[Collected data]

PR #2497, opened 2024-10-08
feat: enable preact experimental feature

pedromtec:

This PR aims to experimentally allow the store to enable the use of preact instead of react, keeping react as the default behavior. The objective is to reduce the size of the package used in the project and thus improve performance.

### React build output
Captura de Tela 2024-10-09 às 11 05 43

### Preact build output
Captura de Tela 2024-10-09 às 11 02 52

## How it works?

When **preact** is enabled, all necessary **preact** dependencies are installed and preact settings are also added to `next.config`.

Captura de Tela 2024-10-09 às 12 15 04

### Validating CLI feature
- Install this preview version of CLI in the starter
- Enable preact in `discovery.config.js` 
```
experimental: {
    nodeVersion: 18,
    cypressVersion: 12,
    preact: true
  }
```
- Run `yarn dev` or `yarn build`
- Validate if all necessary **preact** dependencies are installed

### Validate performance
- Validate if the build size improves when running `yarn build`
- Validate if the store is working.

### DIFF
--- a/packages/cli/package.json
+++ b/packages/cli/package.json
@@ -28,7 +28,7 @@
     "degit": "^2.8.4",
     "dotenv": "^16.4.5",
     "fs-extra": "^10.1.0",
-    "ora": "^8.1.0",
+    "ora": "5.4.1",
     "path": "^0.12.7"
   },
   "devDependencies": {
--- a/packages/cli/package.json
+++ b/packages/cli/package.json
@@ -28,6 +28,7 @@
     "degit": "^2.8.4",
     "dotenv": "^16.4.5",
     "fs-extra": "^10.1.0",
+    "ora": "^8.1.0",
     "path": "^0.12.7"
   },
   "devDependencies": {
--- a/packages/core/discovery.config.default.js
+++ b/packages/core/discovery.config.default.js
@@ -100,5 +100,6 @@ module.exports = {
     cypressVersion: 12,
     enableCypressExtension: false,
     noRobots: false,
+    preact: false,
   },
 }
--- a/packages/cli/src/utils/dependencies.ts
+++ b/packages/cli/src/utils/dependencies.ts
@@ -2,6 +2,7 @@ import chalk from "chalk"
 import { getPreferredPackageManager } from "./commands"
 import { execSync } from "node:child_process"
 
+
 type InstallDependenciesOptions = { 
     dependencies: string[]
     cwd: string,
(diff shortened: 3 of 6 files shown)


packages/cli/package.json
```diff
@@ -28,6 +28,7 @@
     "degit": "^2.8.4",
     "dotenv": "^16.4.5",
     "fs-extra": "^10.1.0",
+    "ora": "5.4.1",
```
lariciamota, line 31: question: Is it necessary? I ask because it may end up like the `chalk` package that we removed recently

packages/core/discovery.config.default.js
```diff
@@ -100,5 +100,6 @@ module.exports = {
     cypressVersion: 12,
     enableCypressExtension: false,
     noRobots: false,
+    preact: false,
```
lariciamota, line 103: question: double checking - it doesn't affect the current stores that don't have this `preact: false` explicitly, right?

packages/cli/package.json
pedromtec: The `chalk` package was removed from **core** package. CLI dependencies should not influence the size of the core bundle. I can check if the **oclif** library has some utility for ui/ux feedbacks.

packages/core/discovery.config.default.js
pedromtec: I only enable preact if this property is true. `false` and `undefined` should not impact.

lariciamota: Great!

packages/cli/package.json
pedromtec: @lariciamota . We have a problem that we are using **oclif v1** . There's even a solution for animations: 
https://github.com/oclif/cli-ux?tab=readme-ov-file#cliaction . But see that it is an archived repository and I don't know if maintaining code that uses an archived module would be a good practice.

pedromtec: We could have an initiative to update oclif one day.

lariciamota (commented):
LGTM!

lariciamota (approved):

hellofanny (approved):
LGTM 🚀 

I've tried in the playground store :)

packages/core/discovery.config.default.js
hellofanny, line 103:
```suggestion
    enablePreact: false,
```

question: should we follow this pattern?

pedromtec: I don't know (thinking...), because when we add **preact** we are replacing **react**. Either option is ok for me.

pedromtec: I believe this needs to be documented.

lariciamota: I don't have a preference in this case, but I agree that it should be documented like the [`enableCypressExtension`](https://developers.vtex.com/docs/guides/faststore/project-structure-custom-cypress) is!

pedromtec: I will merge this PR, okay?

## What needs to be done
Give back all of the records exactly as they were provided above.

## Response below
PR #2497, opened 2024-10-08
feat: enable preact experimental feature

pedromtec:

This PR aims to experimentally allow the store to enable the use of preact instead of react, keeping react as the default behavior. The objective is to reduce the size of the package used in the project and thus improve performance.

### React build output
Captura de Tela 2024-10-09 às 11 05 43

### Preact build output
Captura de Tela 2024-10-09 às 11 02 52

## How it works?

When **preact** is enabled, all necessary **preact** dependencies are installed and preact settings are also added to `next.config`.

Captura de Tela 2024-10-09 às 12 15 04

### Validating CLI feature
- Install this preview version of CLI in the starter
- Enable preact in `discovery.config.js` 
```
experimental: {
    nodeVersion: 18,
    cypressVersion: 12,
    preact: true
  }
```
- Run `yarn dev` or `yarn build`
- Validate if all necessary **preact** dependencies are installed

### Validate performance
- Validate if the build size improves when running `yarn build`
- Validate if the store is working.

### DIFF
--- a/packages/cli/package.json
+++ b/packages/cli/package.json
@@ -28,7 +28,7 @@
     "degit": "^2.8.4",
     "dotenv": "^16.4.5",
     "fs-extra": "^10.1.0",
-    "ora": "^8.1.0",
+    "ora": "5.4.1",
     "path": "^0.12.7"
   },
   "devDependencies": {
--- a/packages/cli/package.json
+++ b/packages/cli/package.json
@@ -28,6 +28,7 @@
     "degit": "^2.8.4",
     "dotenv": "^16.4.5",
     "fs-extra": "^10.1.0",
+    "ora": "^8.1.0",
     "path": "^0.12.7"
   },
   "devDependencies": {
--- a/packages/core/discovery.config.default.js
+++ b/packages/core/discovery.config.default.js
@@ -100,5 +100,6 @@ module.exports = {
     cypressVersion: 12,
     enableCypressExtension: false,
     noRobots: false,
+    preact: false,
   },
 }
--- a/packages/cli/src/utils/dependencies.ts
+++ b/packages/cli/src/utils/dependencies.ts
@@ -2,6 +2,7 @@ import chalk from "chalk"
 import { getPreferredPackageManager } from "./commands"
 import { execSync } from "node:child_process"
 
+
 type InstallDependenciesOptions = { 
     dependencies: string[]
     cwd: string,
(diff shortened: 3 of 6 files shown)


packages/cli/package.json
```diff
@@ -28,6 +28,7 @@
     "degit": "^2.8.4",
     "dotenv": "^16.4.5",
     "fs-extra": "^10.1.0",
+    "ora": "5.4.1",
```
lariciamota, line 31: question: Is it necessary? I ask because it may end up like the `chalk` package that we removed recently

packages/core/discovery.config.default.js
```diff
@@ -100,5 +100,6 @@ module.exports = {
     cypressVersion: 12,
     enableCypressExtension: false,
     noRobots: false,
+    preact: false,
```
lariciamota, line 103: question: double checking - it doesn't affect the current stores that don't have this `preact: false` explicitly, right?

packages/cli/package.json
pedromtec: The `chalk` package was removed from **core** package. CLI dependencies should not influence the size of the core bundle. I can check if the **oclif** library has some utility for ui/ux feedbacks.

packages/core/discovery.config.default.js
pedromtec: I only enable preact if this property is true. `false` and `undefined` should not impact.

lariciamota: Great!

packages/cli/package.json
pedromtec: @lariciamota . We have a problem that we are using **oclif v1** . There's even a solution for animations: 
https://github.com/oclif/cli-ux?tab=readme-ov-file#cliaction . But see that it is an archived repository and I don't know if maintaining code that uses an archived module would be a good practice.

pedromtec: We could have an initiative to update oclif one day.

lariciamota (commented):
LGTM!

lariciamota (approved):

hellofanny (approved):
LGTM 🚀 

I've tried in the playground store :)

packages/core/discovery.config.default.js
hellofanny, line 103:
```suggestion
    enablePreact: false,
```

question: should we follow this pattern?

pedromtec: I don't know (thinking...), because when we add **preact** we are replacing **react**. Either option is ok for me.

pedromtec: I believe this needs to be documented.

lariciamota: I don't have a preference in this case, but I agree that it should be documented like the [`enableCypressExtension`](https://developers.vtex.com/docs/guides/faststore/project-structure-custom-cypress) is!

pedromtec: I will merge this PR, okay?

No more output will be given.